# Why my video is unavailable at megaupload.com?



## Kitharass (Mar 16, 2009)

I am searching the solution for 3 days but still no one is answering to me ;(.

I have to upload some lectures on megaupload.com , 
i have uploaded some video files in avi format. some files starts playing at the same time. 
but some are not playing with megavideo.
i have uploaded this video , it is working 

http://www.megavideo.com/?d=OF3YSJ2K

but this video is not working. i don't know what's the reason.
it says that This video is unavailable.

http://www.megavideo.com/?d=LG8BTYZ1 

even i have changed the video codec and then tried to upload but still it says that video is unavailable. can some one please tell me what's the problem ?
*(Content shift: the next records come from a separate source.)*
Issue #7977, opened 2020-04-07
[Feature Request] Allow mouse cursor in full screen.


dawnbomb:
For people with multiple monitors, i'm requesting a option (Probably in the global GUI menu) to turn on/off having mouse access while in full screen. This is useful for streaming, chatting on discord, or when net playing online with others over parsec.

I'm not sure why this wasn't a made optional when hiding the mouse was first implemented, and i can understand not regressing back to how it was in 2017, but surely it should just be a option we can turn on/off.

Megamouse:
I just tried, but it stays invisible. Maybe it's the nvidia driver

vsub:
Yes that will be a nice feature(the mouse disappearing was always bothering me)
Btw I just tried it on intel gpu and it also disappears

ppsspp,pcsx2 - disappears after a second of not moving it and appear when you move the mouse
Dolphin,Cemu - the mouse don't disappear

auranticus:
> Dolphin,Cemu - the mouse don't disappear

Dolphin's setting allows the mouse to be hidden, while in Cemu the mouse behaves the same as pcsx2

dawnbomb:
Yes, over history as far as i'm aware, *literally* every other popular emulator that anyone uses, each and every single one of them give you mouse access, let it appear when you move it, or make it a option in a options menu. RPCS3 is the only emulator to completely kill your mouse. This is 2020, lets fix it.

bevanweiss:
@dawnbomb @auranticus @vsub It would be appreciated if you could try out the PR and provide feedback around what other changes might need to be made to it to close out this issue (please comment against the PR itself).

vsub:
RPCS3 is not compiled anymore so unless a compiled version is posted,I cannot try it

bevanweiss:
@dawnbomb 
Is this still an issue, or did the mouse hide and lock changes address it?

vsub:
@bevanweiss 
The only problem I find is with the timer
If I set for example 5 seconds,this will happen

1.Go to full screen and the mouse disappear after 5 seconds which is the expected behavior
2.If move the mouse and stop moving it after 4 seconds,it will disappear after 1
3.If am still moving it after the 5 seconds,the timer starts again counting 5 seconds and when you stop moving it,the mouse will disappear after the time based on 5 second minus the elapsed time since the timer started.

It's not really a big deal because I can just move the mouse where I don't see it and disable the auto hiding feature

Megamouse:
[...]

PR #8802, opened 2020-08-30
MOUSE: Mouse Hide and Lock Keyboard Shortcut

bevanweiss:
This should address the second point of #4502.

A few notes:
1. it changes the current behaviour of the 'Fullscreen cursor'.  Currently it defaults to be captive.  This changes it so that it defaults to NOT being captive, but can be made captive with the CTRL+L key combination.
2. There are situations when in windowed mode it's possible to escape the captivity (it's like a minigame if you will).  This requires the mouse movement to exceed the bounds of the window in a single event scan.  It will just show up as a temporary visibility of the cursor when outside of the window bounds.  It's not too difficult to 'fix', but might not be a likely enough scenario to warrant either.
3. There currently is NO ability to change what this keyboard combo maps to, but it's inline with a collection of other similar keyboard mappings.  I think adding such a more generic keyboard mapping system (not for just keypad items, but system items.. e.g. so that Emulator stop could be mapped to something other than CTRL+S etc) is a bit out-of-scope of this particular PR.


bevanweiss:
This might also resolve #7977

rpcs3/Input/basic_mouse_handler.cpp
```diff
@@ -89,11 +89,23 @@ void basic_mouse_handler::MouseScroll(QWheelEvent* event)
 	MouseHandlerBase::Scroll(event->angleDelta().y());
 }
 
+bool basic_mouse_handler::getMouseLockState()
```
Megamouse, line 92: I don't like that this function is duplicated.
There surely is a way to make this accessible in both classes without implementing it twice

rpcs3/rpcs3qt/gs_frame.cpp
```diff
@@ -209,6 +219,17 @@ void gs_frame::toggle_fullscreen()
 	});
 }
 
+void gs_frame::toggle_mouselock()
+{
+	// first we toggle the value
+	m_mouse_hide_and_lock = !m_mouse_hide_and_lock;
+
+	// and then we publish it to the window properties
+	this->setProperty("mouseLocked", m_mouse_hide_and_lock);
```
Megamouse, line 228: Why are you suddenly using this-> in this function?

rpcs3/rpcs3qt/gs_frame.cpp
```diff
@@ -465,14 +486,18 @@ void gs_frame::mouseDoubleClickEvent(QMouseEvent* ev)
 
 void gs_frame::HandleCursor(QWindow::Visibility visibility)
 {
-	if (visibility == QWindow::Visibility::FullScreen && !m_show_mouse_in_fullscreen)
+	if ((visibility == QWindow::Visibility::FullScreen && !m_show_mouse_in_fullscreen) || m_mouse_hide_and_lock)
```
Megamouse, line 489:
```suggestion
	if (m_mouse_hide_and_lock || (visibility == QWindow::Visibility::FullScreen && !m_show_mouse_in_fullscreen))
```

rpcs3/Input/basic_mouse_handler.cpp
```diff
@@ -89,11 +89,23 @@ void basic_mouse_handler::MouseScroll(QWheelEvent* event)
...
+	return false;
+}
+
 void basic_mouse_handler::MouseMove(QMouseEvent* event)
 {
 	if (is_time_for_update())
 	{
-		if (m_target && m_target->visibility() == QWindow::Visibility::FullScreen && m_target->isActive())
+		if (m_target && m_target->isActive() && getMouseLockState())
 		{
```
Megamouse, line 109: I wonder if this function is fast enough.
Also mouse lock != Full screen handling of the mouse

rpcs3/rpcs3qt/gs_frame.cpp
bevanweiss: For no good reason.  Just my mindset at the time of calling 'deeper' into the QWindow inheritance pattern.
For consistency I'll drop it back to just setProperty(...), removing the explicit this reference

rpcs3/Input/basic_mouse_handler.cpp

or what format i should upload which starts playing with megavideo ?
*all these videos are downloadable but they are not playing with megavideo.

a waiting for your reply. 
regards
Jawwad


----------



## koala (Mar 27, 2005)

Both your megavideo videos work for me in Firefox. The first is a football compilation and the second is Dr Zakir Naik.

Try installing the latest *KLite Codec Pack*, then reboot.


----------



## Kitharass (Mar 16, 2009)

koala said:


> Both your megavideo videos work for me in Firefox. The first is a football compilation and the second is Dr Zakir Naik.
> 
> Try installing the latest *KLite Codec Pack*, then reboot.



now it's working here too..... i swear it wasn't working me until tomorrow. i don't know whats the problem.

i got a dvd in which i have movies in .vob format. i have to upload it on megaupload. can you please suggest me which video format i should use ? as i have total video converter software.

a waiting for your reply.
thnx in advance


----------



## koala (Mar 27, 2005)

If the videos didn't play for 3 days and are now working properly, it might have been a problem at their end or with your megaupload account.

As the videos now appear to be working, convert the vobs to the same avi format that you used for the other 2 videos.


----------